I raise these reflections because I'm sure that you, to a greater or
lesser degree, have gone through similar experiences. The final conclusion
is that a complex identity and biculturalism have a certain price and imply
some emotional wear and tear. It is important, then, to learn to live with
those characteristics and to extract from them the advantages and pleasures
they can provide. Let's deal with that.
The positive side of a complex identity
If the bad news was that a complex identity has a price, the good news is
that its benefits can be extensive. Actually, the expression "bicultural" is
inexact. You do not have two cultures. To have two cultures, you'd have to
have two brains. You have a richer culture, one with more shadings and more
diverse sources of information. You can read Faulkner and Vargas Llosa. You
can enjoy rap -- those of you who like it -- as well as guaguancó and salsa.
If many of you observe how you yourselves talk with other bilingual people,
you'll understand what I say. You begin a statement in Spanish -- for
instance, "Fulano es un tramposo que nos quiere engañar" ["So-and-So
is a cheater who wants to trick us"] -- but immediately switch to English:
"He thinks he can get away with murder."
What has happened? Almost automatically, the brain has selected the
phrase that most precisely and economically describes what you want to
express. A purist might think that you're making hash of the two languages.
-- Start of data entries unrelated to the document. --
PR #7409, opened 2023-06-27
chore: add `/sbin/shutdown`

frezbo:
Some tools like qemu-guest-agent when ran as a extension service calls `/sbin/shutdown` instead of `/sbin/poweroff`. This adds handling for the same.

Ref: https://github.com/siderolabs/extensions/pull/173


smira (approved):

reitermarkus:
This should also support the different shutdown flags:

https://github.com/qemu/qemu/blob/master/qga/commands-posix.c#L92-L94

frezbo:
> This should also support the different shutdown flags:
> 
> https://github.com/qemu/qemu/blob/master/qga/commands-posix.c#L92-L94

Passing args in talos should have no effect. It'll be a no-op and talos would just shutdown.

reitermarkus:
Sure, but `shutdown -r` should reboot, not shut down.

PR #7411, opened 2023-06-27
fix: disable LVM backups/archive

### LINKED ISSUE #3129: Add dependencies for encrypted Ceph OSDs
### Description

Right now, Ceph/Rook run correctly on top of Talos clusters, but only if the OSDs aren't encrypted. Talos should provide support for encrypted OSDs.

https://docs.ceph.com/en/latest/ceph-volume/lvm/encryption/

smira:
Fixes #3129

Talos does not have a good location to keep LVM metadata backups.

### DIFF
--- a/Dockerfile
+++ b/Dockerfile
@@ -562,6 +562,7 @@ COPY --chmod=0644 hack/containerd.toml /rootfs/etc/containerd/config.toml
 COPY --chmod=0644 hack/cri-containerd.toml /rootfs/etc/cri/containerd.toml
 COPY --chmod=0644 hack/cri-plugin.part /rootfs/etc/cri/conf.d/00-base.part
 COPY --chmod=0644 hack/udevd/80-net-name-slot.rules /rootfs/usr/lib/udev/rules.d/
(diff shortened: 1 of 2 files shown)


Dockerfile
```diff
@@ -562,6 +562,7 @@ COPY --chmod=0644 hack/containerd.toml /rootfs/etc/containerd/config.toml
 COPY --chmod=0644 hack/cri-containerd.toml /rootfs/etc/cri/containerd.toml
 COPY --chmod=0644 hack/cri-plugin.part /rootfs/etc/cri/conf.d/00-base.part
 COPY --chmod=0644 hack/udevd/80-net-name-slot.rules /rootfs/usr/lib/udev/rules.d/
+COPY --chmod=0644 hack/lvm.conf /rootfs/etc/lvm/lvm.conf
```
frezbo, line 565: `hack/lvm.conf` file missing :sweat_smile:

smira: yep, perfectly works fine locally :-D

frezbo (approved):

PR #7426, opened 2023-06-29
feat: implement machine config documents for event and log streaming

### LINKED ISSUE #7228: Machine configuration documents for SideroLink, kernel log and event streaming
Depends on #7230.

We need to find equivalent configuration documents for the following kernel args:

* `siderolink.api=`
* `talos.events.sink=` 
* `talos.logging.kernel=`

smira:
Fixes #7228

Add some changes to make Talos accept partial machine configuration without main v1alpha1 config.

With this change, it's possible to connect a machine already running with machine configuration (v1alpha1), the following patch will connect to a local SideroLink endpoint:

```yaml
apiVersion: v1alpha1
kind: SideroLinkConfig
apiUrl: grpc://172.20.0.1:4000/?jointoken=foo
---
apiVersion: v1alpha1
kind: KmsgLogConfig
name: apiSink
url: tcp://[fdae:41e4:649b:9303::1]:4001/
---
apiVersion: v1alpha1
kind: EventSinkConfig
endpoint: "[fdae:41e4:649b:9303::1]:8080"
```


go.sum
frezbo, line 1: not tidied?

pkg/machinery/config/types/runtime/testdata/kmsglog.yaml
```diff
@@ -0,0 +1,4 @@
+apiVersion: v1alpha1
+kind: KmsgLogConfig
+name: apiSink
```
frezbo, line 3: why do we have a name here?

frezbo (approved):

website/content/v1.5/reference/configuration.md
```diff
@@ -583,14 +591,11 @@ scheduler:
 {{< /highlight >}}</details> | |
 |`discovery` |<a href="#clusterdiscoveryconfig">ClusterDiscoveryConfig</a> |Configures cluster member discovery. <details><summary>Show example(s)</summary>{{< highlight yaml >}}
 discovery:
-    enabled: true # Enable the cluster membership discovery feature.
```
frezbo, line 586: seems we lost all comments?

pkg/machinery/config/container/container.go
```diff
@@ -112,7 +112,7 @@ func (container *Container) Debug() bool {
 // Persist implements config.Config interface.
 func (container *Container) Persist() bool {
 	if container.v1alpha1Config == nil {
-		return false
+		return true
```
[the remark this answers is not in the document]
smira: yep, I think we should default to `Persist() == true` always, and probably deprecate `persist: false`, as this doesn't make much sense. it's a properly of v1alpha1 config, and you might not have it at all

website/content/v1.5/reference/configuration.md
smira: omg, I need to look into that, that was a change to use pointer receivers, but I can figure out some other way to fix that

pkg/machinery/config/types/runtime/testdata/kmsglog.yaml
smira: this is a `NamedConfiguration`, i.e. it has a `name:`, so there might be multiple config documents, so you can have kmsg log streaming to multiple destinations

go.sum
smira: I guess someone doing `go mod tidy` before me was using outdated version

pkg/machinery/config/types/runtime/kmsg_log.go
```diff
@@ -0,0 +1,97 @@
...
+	if s.MetaName == "" {
+		return nil, fmt.Errorf("name is required")
+	}
+
+	if s.KmsgLogURL.URL == nil {
+		return nil, fmt.Errorf("url is required")
+	}
+
+	switch s.KmsgLogURL.URL.Scheme {
+	case "tcp":
```
frezbo, line 91: didn't old one supported udp  too?

frezbo (approved):

pkg/machinery/config/types/runtime/kmsg_log.go
smira: you're right, good catch, I forgot about `udp`

Unix4ever (approved):

pkg/machinery/config/types/runtime/kmsg_log.go
smira: fixed

PR #7427, opened 2023-06-29
feat: add KMS assisted encryption key handler

### LINKED ISSUE #7374: network KMS disk encryption
Introduce new EncryptionKeyProvider which is configured with KMS API URL.

KMS implements the following API:

- `Seal(MachineID, data) -> sealed_data`
- `Unseal(MachineID, sealed_data) -> data`

When the disk encryption is initialized, Talos creates a random disk encryption key, seals it with the KMS and stores sealed value in `META` partition. On the next boot, Talos fetches sealed disk encryption key from `META`, Unseals it and unlocks the disk.

Unix4ever:
Talos now supports new type of encryption keys which rely on Sealing/Unsealing randomly generated bytes with a KMS server:
    
```yaml
systemDiskEncryption:
  ephemeral:
    keys:
      - kms:
          endpoint: https://1.2.3.4:443
        slot: 0
```
gRPC API definitions and a simple reference implementation of the KMS server can be found in this
[repository](https://github.com/siderolabs/kms-client/blob/main/cmd/kms-server/main.go).

FIxes #7374


hack/test/e2e-qemu.sh
```diff
@@ -100,7 +100,7 @@ case "${WITH_DISK_ENCRYPTION:-false}" in
   false)
     ;;
   *)
-    QEMU_FLAGS+=("--encrypt-ephemeral" "--encrypt-state")
+    QEMU_FLAGS+=("--encrypt-ephemeral" "--encrypt-state", "--disk-encryption-key-types", "kms")
```
frezbo, line 103: don;t we need a different test for this, one that tests with `uuid` and another that tests kms?

hack/release.toml
```diff
@@ -102,6 +102,23 @@ Talos now supports generating a custom iso that can be used with SecureBoot. Key
         description="""\
 Talos now supports setting `environmentFile` for an extension service container spec. Refer: https://www.talos.dev/v1.5/advanced/extension-services/#container
 The extension waits for the file to be present before starting the service.
+"""
+
+    [notes.kms-encryption-keys]
+        title = "KMS Encryption Keys"
```
smira, line 108:
```suggestion
        title = "Network KMS Disk Encryption"
```

hack/release.toml
```diff
@@ -102,6 +102,23 @@ Talos now supports generating a custom iso that can be used with SecureBoot. Key
...
+        description="""\
+Talos now supports new type of encryption keys which rely on Sealing/Unsealing randomly generated bytes with a KMS server:
```
smira, line 110:
```suggestion
Talos now supports new type of encryption keys which are sealed/unsealed with an external KMS server:
```

internal/pkg/encryption/keys/kms.go
```diff
@@ -0,0 +1,165 @@
...
+	}
+
+	var resp *kms.Response
+
+	key := make([]byte, 32)
+	if _, err = io.ReadFull(rand.Reader, key); err != nil {
+		return nil, nil, err
+	}
+
+	err = retry.Exponential(time.Minute*5, retry.WithUnits(time.Second), retry.WithJitter(time.Second)).RetryWithContext(ctx, func(ctx context.Context) error {
```
frezbo, line 74: maybe a minute is enough? :thinking:

internal/pkg/encryption/keys/kms.go
```diff
@@ -0,0 +1,165 @@
...
+}
+
+// KMSKeyHandler seals token using KMS service.
+type KMSKeyHandler struct {
+	key
+	kmsEndpoint string
+}
+
+// NewKMSKeyHandler creates new KMSKeyHandler.
+func NewKMSKeyHandler(key key, kmsEndpoint string) (*KMSKeyHandler, error) {
```
smira, line 43: the public API with private type looks a bit weird, not sure if this should be moved into yet another subpackage or `Key` should be public instead?

internal/pkg/encryption/keys/kms.go
```diff
@@ -0,0 +1,165 @@
...
+	return &KMSKeyHandler{
+		key:         key,
+		kmsEndpoint: kmsEndpoint,
+	}, nil
+}
+
+// NewKey implements Handler interface.
+func (h *KMSKeyHandler) NewKey() (*encryption.Key, token.Token, error) {
+	ctx, cancel := context.WithTimeout(context.Background(), 10*time.Second)
```
smira, line 52: I think `ctx` should be passed in explicitly here, we should try to build a full context chain

hack/test/e2e-qemu.sh
Unix4ever: I've changed `apply-config.go` to add `nodeID` key type too, so it should be fine now.

internal/pkg/encryption/keys/kms.go
Unix4ever: actually maybe even 30 seconds is enough. updated

internal/pkg/encryption/keys/kms.go
```diff
@@ -0,0 +1,165 @@
...
+		resp, err = client.Seal(ctx, &kms.Request{
+			NodeUuid: s.SystemInformation.UUID,
+			Data:     key,
+		})
+		if err != nil {
+			if status.Code(err) == codes.Unavailable {
+				return retry.ExpectedError(err)
+			}
+
+			return fmt.Errorf("failed to seal KMS passphrase %w", err)
```
smira, line 84: I would add a key slot number and KMS endpoint here

internal/pkg/encryption/keys/kms.go
```diff
@@ -0,0 +1,165 @@
...
+	defer cancel()
+
+	conn, err := h.getConn(ctx)
+	if err != nil {
+		return nil, nil, fmt.Errorf("error dialing KMS endpoint %q: %w", h.kmsEndpoint, err)
+	}
+
+	client := kms.NewKMSServiceClient(conn)
+
+	s, err := smbios.GetSMBIOSInfo()
```
frezbo, line 62: this is already populated in the systeminformation controller

internal/pkg/encryption/keys/kms.go
```diff
@@ -0,0 +1,165 @@
...
+		resp, err = client.Unseal(ctx, &kms.Request{
+			NodeUuid: s.SystemInformation.UUID,
+			Data:     token.UserData.SealedData,
+		})
+		if err != nil {
+			if status.Code(err) == codes.Unavailable {
+				return retry.ExpectedError(err)
+			}
+
+			return fmt.Errorf("failed to seal KMS passphrase %w", err)
```
smira, line 138: same as above, plus s/seal/unseal/

internal/pkg/encryption/keys/kms.go
Unix4ever: we don't have access to the controllers here.

internal/pkg/encryption/encryption.go
```diff
@@ -230,46 +261,129 @@ func (h *Handler) syncKeys(k *encryption.Key, path string) error {
...
+	//nolint:scopelint
+	sort.Slice(handlers, func(i, j int) bool { return handlers[i].Slot() < handlers[j].Slot() })
+
+	return handlers, nil
+}
+
+func (h *Handler) tryHandlers(handlers []keys.Handler, cb func(h keys.Handler) error) error {
+	var errs error
+
+	for _, h := range handlers {
```
smira, line 347: should we have a retry loop here: we try each slot, if the unlock fails for all them, we do another loop?

if we fail to unlock disk encryption, there's no much we can do to proceed with the boot, so I think we should try hard even e.g. if the KMS is not available, or TPM gives back an error.

internal/pkg/encryption/keys/kms.go
Unix4ever: that's going to be a _very_ long change and lots of places to change...

internal/pkg/encryption/encryption.go
Unix4ever: yeah, good idea. Let me fix that

cmd/talosctl/cmd/talos/upgrade.go
```diff
@@ -147,6 +147,8 @@ func upgradeGetActorID(ctx context.Context, c *client.Client, opts []client.Upgr
 
 func init() {
 	rebootModes := maps.KeysFunc(machine.UpgradeRequest_RebootMode_value, strings.ToLower)
+	sort.Strings(rebootModes)
```
Unix4ever, line 150: Not sure how it worked before.
But to me it seems to trigger dirty check 50% of time.

cmd/talosctl/cmd/talos/upgrade.go
```diff
@@ -148,7 +148,12 @@ func upgradeGetActorID(ctx context.Context, c *client.Client, opts []client.Upgr
 func init() {
 	rebootModes := maps.KeysFunc(machine.UpgradeRequest_RebootMode_value, strings.ToLower)
 	sort.Slice(rebootModes, func(i, j int) bool {
-		return machine.UpgradeRequest_RebootMode_value[rebootModes[i]] > machine.UpgradeRequest_RebootMode_value[rebootModes[j]]
+		var (
```
Unix4ever, line 151: I guess this function had a bug. Map entries are uppercase so it was always comparing nil and nil.

internal/pkg/encryption/keys/kms.go
smira: I don't think passing a context would be that of a nightmare, but it has to be done properly, starting one-off retry loops without cancellation doesn't sound cool to me

Unix4ever: Yeah, I don't mind to add it.
I think I managed to do it.

cmd/talosctl/cmd/talos/upgrade.go
smira: I have another fix for this issue, which is a bit shorter - just don't do `strings.ToLower` until we finish sorting, and do `stirngs.ToLower` as the last step

go.mod
```diff
@@ -92,7 +92,7 @@ require (
 	github.com/siderolabs/discovery-api v0.1.3
 	github.com/siderolabs/discovery-client v0.1.5
 	github.com/siderolabs/gen v0.4.5
-	github.com/siderolabs/go-blockdevice v0.4.5
+	github.com/siderolabs/go-blockdevice v0.4.6-0.20230704154634-fbb01f714bdc
```
smira, line 95: nit: it makes sense to release both go-blockdevice & kms-client before we merge this PR to establish base versions

pkg/machinery/config/types/v1alpha1/v1alpha1_types.go
```diff
@@ -2081,6 +2084,13 @@ type EncryptionKeyStatic struct {
 	KeyData string `yaml:"passphrase,omitempty"`
 }
 
+// EncryptionKeyKMS represents a key that is generated and then sealed/unsealed by the KMS server.
+type EncryptionKeyKMS struct {
+	//   description: >
+	//     KMS endpoint to Seal/Unseal the key.
```
smira, line 2090: for documentation purposes, it makes sense to add an example here

internal/pkg/encryption/encryption.go
```diff
@@ -230,46 +264,131 @@ func (h *Handler) syncKeys(k *encryption.Key, path string) error {
...
+	}
+
+	//nolint:scopelint
+	sort.Slice(handlers, func(i, j int) bool { return handlers[i].Slot() < handlers[j].Slot() })
+
+	return handlers, nil
+}
+
+func (h *Handler) tryHandlers(ctx context.Context, handlers []keys.Handler, cb func(h keys.Handler) error) error {
+	return retry.Exponential(time.Minute, retry.WithUnits(time.Second), retry.WithJitter(time.Second)).RetryWithContext(ctx, func(ctx context.Context) error {
```
smira, line 348: I would probably bump the timeout here, as network issues might prevent the machine from booting.

second, I would limit timeout for each attempt (`retry` has this option), so that it never gets stuck "forever" on one of the key slots.

internal/pkg/encryption/encryption.go
```diff
@@ -230,46 +264,131 @@ func (h *Handler) syncKeys(k *encryption.Key, path string) error {
...
+		var errs error
+
+		for _, h := range handlers {
+			err := cb(h)
```
smira, line 352: the retry context should be passed to the `cb`, as the context will have appropriate deadline set

internal/pkg/encryption/keys/kms.go
smira: I think this is a really valid concern - if we want to make anything in Talos to fix "zero" UUIDs, we need to make sure we fetch UUID from a single place everywhere. we don't need to fetch UUID here, we could fetch it before hitting the encryption code and pass it in as a parameter

Unix4ever: Ok, I've made a change.

internal/pkg/mount/system.go
```diff
@@ -182,23 +185,40 @@ func SystemMountPointForLabel(device *blockdevice.BlockDevice, label string, opt
...
 //
 //nolint:gocyclo
-func SystemPartitionMount(r runtime.Runtime, logger *log.Logger, label string, opts ...Option) (err error) {
+func SystemPartitionMount(ctx context.Context, r runtime.Runtime, logger *log.Logger, label string, opts ...Option) (err error) {
 	device := r.State().Machine().Disk(disk.WithPartitionLabel(label))
 	if device == nil {
 		return fmt.Errorf("failed to find device with partition labeled %s", label)
 	}
 
+	systemInformation, err := safe.StateWatchFor[*hardware.SystemInformation](ctx, r.State().V1Alpha2().Resources(), hardware.NewSystemInformation(hardware.SystemInformationID).Metadata(),
```
Unix4ever, line 194: extract to function and limit wait time

internal/pkg/encryption/keys/keys.go
```diff
@@ -6,29 +6,57 @@
...
 		}
 
-		return NewStaticKeyHandler(k)
-	case key.NodeID() != nil:
-		return NewNodeIDKeyHandler()
+		return NewStaticKeyHandler(key, k), nil
+	case cfg.NodeID() != nil:
+		return NewNodeIDKeyHandler(key, opts.PartitionLabel, opts.NodeUUID), nil
+	case cfg.KMS() != nil:
+		return NewKMSKeyHandler(key, cfg.KMS().Endpoint(), opts.NodeUUID)
```
Unix4ever, line 38: if opts.NodeUUID is empty return error

internal/pkg/encryption/encryption.go
```diff
@@ -230,46 +268,132 @@ func (h *Handler) syncKeys(k *encryption.Key, path string) error {
...
+	return handlers, nil
+}
+
+func (h *Handler) tryHandlers(ctx context.Context, handlers []keys.Handler, cb func(ctx context.Context, h keys.Handler) error) error {
+	return retry.Exponential(keyFetchTimeout, retry.WithUnits(time.Second), retry.WithJitter(time.Second), retry.WithAttemptTimeout(time.Second*10)).RetryWithContext(ctx,
+		func(ctx context.Context) error {
+			var errs error
+
+			for _, h := range handlers {
+				err := cb(ctx, h)
```
Unix4ever, line 357: `ctx, cancel = context.WithTimeout(ctx, time.Second * 10)`

DmitriyMV (approved):

PR #7433, opened 2023-07-04
refactor: make maintenance service controller-based

### LINKED ISSUE #7430: Refactor maintenance service to be controller-driven
1. Have configuration for the maintenance service - when it needs to run, which interfaces to listen on, etc.
2. Have a controller to manage TLS certs for the maintenance service.
3. Run maintenance service using a controller, reconfigure it when maintenance config changes.

smira:
Fixes #7430

Introduce a set of resources which look similar to other API implementations: CA, certs, cert SANs, etc.

Introduce a controller which manages the service based on resource state.


pkg/machinery/config/container/container.go
```diff
@@ -226,16 +226,22 @@ func (container *Container) Validate(mode validation.RuntimeMode, opt ...validat
 		warnings, err = container.v1alpha1Config.Validate(mode, opt...)
 	}
 
+	var multiErr *multierror.Error
```
smira, line 229: this is a bug I found with multi-doc config validation (unrelated to this PR), regression tests added

internal/app/machined/pkg/controllers/runtime/maintenance_service.go
```diff
@@ -0,0 +1,275 @@
...
+		Logger: logger.Sugar().Debugf,
+	}
+	tlsProvider := maintenance.NewTLSProvider()
+
+	for {
+		select {
+		case <-ctx.Done():
+			return nil
+		case cfg := <-cfgCh:
+			configResource := config.NewMachineConfigWithID(cfg, config.MaintenanceID)
```
Unix4ever, line 122: Why can't we replace all that with `safe.WriterModify(...)`?

internal/app/machined/pkg/controllers/runtime/maintenance_service.go
```diff
@@ -0,0 +1,275 @@
...
+				if err = configResource.Metadata().SetOwner(oldConfigResource.Metadata().Owner()); err != nil {
+					return fmt.Errorf("error setting owner: %w", err)
+				}
+
+				if err = r.Update(ctx, configResource); err != nil {
+					return fmt.Errorf("failed to update machine config: %w", err)
+				}
+			}
+
+			continue
```
Unix4ever, line 145: Can we replace all that with `safe.WriterModify(...)`?

internal/app/machined/pkg/controllers/runtime/maintenance_service.go
```diff
@@ -0,0 +1,275 @@
...
+					grpc.Creds(
+						credentials.NewTLS(tlsConfig),
+					),
+				),
+
+				factory.WithUnaryInterceptor(injector.UnaryInterceptor()),
+				factory.WithStreamInterceptor(injector.StreamInterceptor()),
+			)
+
+			go func() {
```
Unix4ever, line 226: can we add that to errgoup and do `eg.Wait()` in `shutdownServer` to be on the save side?

Unix4ever (approved):

internal/app/machined/pkg/controllers/runtime/maintenance_service.go
smira: I can look into that, need to make sure we can re-use the waitgroup, as the controller might start the server multiple times

internal/app/machined/pkg/controllers/secrets/maintenance_cert_sans.go
```diff
@@ -0,0 +1,110 @@
...
+
+			spec.AppendIPs(nodeAddresses.TypedSpec().IPs()...)
+			spec.AppendIPs(netip.MustParseAddr("127.0.0.1"))
+			spec.AppendIPs(netip.MustParseAddr("::1"))
+
+			if hostnameStatus != nil {
+				spec.AppendDNSNames(hostnameStatus.TypedSpec().DNSNames()...)
+			}
+
+			spec.FQDN = "maintenance.talos.dev"
```
frezbo, line 99: constants maybe? 
```suggestion
			spec.FQDN = "maintenanceservice.talos.dev"
```

internal/app/machined/pkg/controllers/runtime/maintenance_service.go
smira: this resource is a bit special, it doesn't support changing the spec, and WriterModify requires a "null" value which is not really defined for machine config

frezbo (approved):

internal/app/machined/pkg/controllers/runtime/maintenance_service.go
smira: fixed, added `sync.WaitGroup`

internal/app/machined/pkg/controllers/secrets/maintenance_cert_sans.go
smira: fixed, thanks!

PR #7443, opened 2023-07-07
feat: tpm2 encryption

frezbo:
Unseal doesn't work yet


frezbo:
> Unseal doesn't work yet

This is fixed

hack/tpm2/main.go
```diff
@@ -0,0 +1,809 @@
...
+
+type LuksHeader struct {
+	Type            string   `json:"type"`
+	Keyslots        []string `json:"keyslots"`
+	TPM2PrivateBlob []byte   `json:"tpm2_private_blob"`
+	TPM2PublicBlob  []byte   `json:"tpm2_public_blob"`
+	TPM2PCRS        []int    `json:"tpm2_pcrs"`
+	TPM2Alg         string   `json:"tpm2_alg"`
+	TPM2PolicyHash  []byte   `json:"tpm2_policy_hash"`
+	TPM2PublicKey   string   `json:"tpm2_public_key"`
```
frezbo, line 44: this is not used, not sure if we need to save that in luks header, the only thing we can do is validate the public key did not change for a new uki, but that would prevent from using a new signing key at all. So I guess we can drop it.

hack/tpm2/main.go
```diff
@@ -0,0 +1,809 @@
...
+const (
+	// The SRK handle is defined in the Provisioning Guidance document (see above) in the table "Reserved Handles
+	// for TPM Provisioning Fundamental Elements". The SRK is useful because it is "shared", meaning it has no
+	// authValue nor authPolicy set, and thus may be used by anyone on the system to generate derived keys or
+	// seal secrets. This is useful if the TPM has an auth (password) set for the 'owner hierarchy', which would
+	// prevent users from generating primary transient keys, unless they knew the owner hierarchy auth. See
+	// the Provisioning Guidance document for more details.
+	// https://trustedcomputinggroup.org/resource/tcg-tpm-v2-0-provisioning-guidance
+	// https://trustedcomputinggroup.org/resource/http-trustedcomputinggroup-org-wp-content-uploads-tcg-ek-credential-profile
+	TPM2_SRK_HANDLE = tpmutil.Handle(0x81000001)
```
frezbo, line 75: so this is not used in here, since we generate an ECC primary key everytime with the same seed, but as the comment says, if the tpm has auth set for owner hierarchy we might hit a snag, needs discussion

hack/tpm2/main.go
```diff
@@ -0,0 +1,809 @@
...
+	}
+
+	defer policyCloseFunc()
+
+	pubKey, err := parsePCRSigningPubKey()
+	if err != nil {
+		return nil, err
+	}
+
+	loadExternal := tpm2.LoadExternal{
```
frezbo, line 187: should we switch to ecc keys for signing expected pcr values? The rsa has a limitation that `LoadExternal` only supports rsa key size upto 2048 bits, but for ecc that is not an issue. 

If we change this in future we'll have to handle both cases which could be a mess

hack/tpm2/main.go
```diff
@@ -0,0 +1,809 @@
...
+			FlushHandle: loadExternalResponse.ObjectHandle,
+		}
+
+		_, flushErr := flush.Execute(t)
+		if flushErr != nil {
+			err = flushErr
+		}
+	}()
+
+	pcrSelector, err := createPCRSelection([]int{11})
```
frezbo, line 233: `createPCRSelection` was copied from the `go-tpm` tests, not sure if there's another way to create the byte representation form

hack/tpm2/main.go
```diff
@@ -0,0 +1,809 @@
...
+		return nil, fmt.Errorf("failed to execute policy get digest: %v", err)
+	}
+
+	var sigJSON PCRData
+
+	if err := json.Unmarshal(pcrDataJSON, &sigJSON); err != nil {
+		return nil, err
+	}
+
+	// TODO: verify the fingerprint matches the one in the JSON
```
frezbo, line 270: this is just a fail early situation

frezbo:
Superseded by #7464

A neurolinguist will opine that you communicated in the most efficient
manner you know. Obviously, I am not recommending the use of Spanglish but
am explaining the reason for this juxtaposition of languages in order to go
on to my next pronouncement -- biculturalism operates like bilingualism.
Our dual experience furnishes us with very rich ways to understand
reality. It gives us a greater critical distance and, in a way, refines our
ethical and esthetic judgments. When you judge some facts or examine a
situation, you do so equipped with a denser and more delicate outlook.
Naturally, one can be a fool in three languages, as Ortega y Gasset
reportedly said (unfairly) about Salvador de Madariaga, but what's probable
is that fluency in two languages and the information we receive from two
worlds will notably enrich our intellect, especially if behind everything
lie a powerful intelligence and an adequate moral structure.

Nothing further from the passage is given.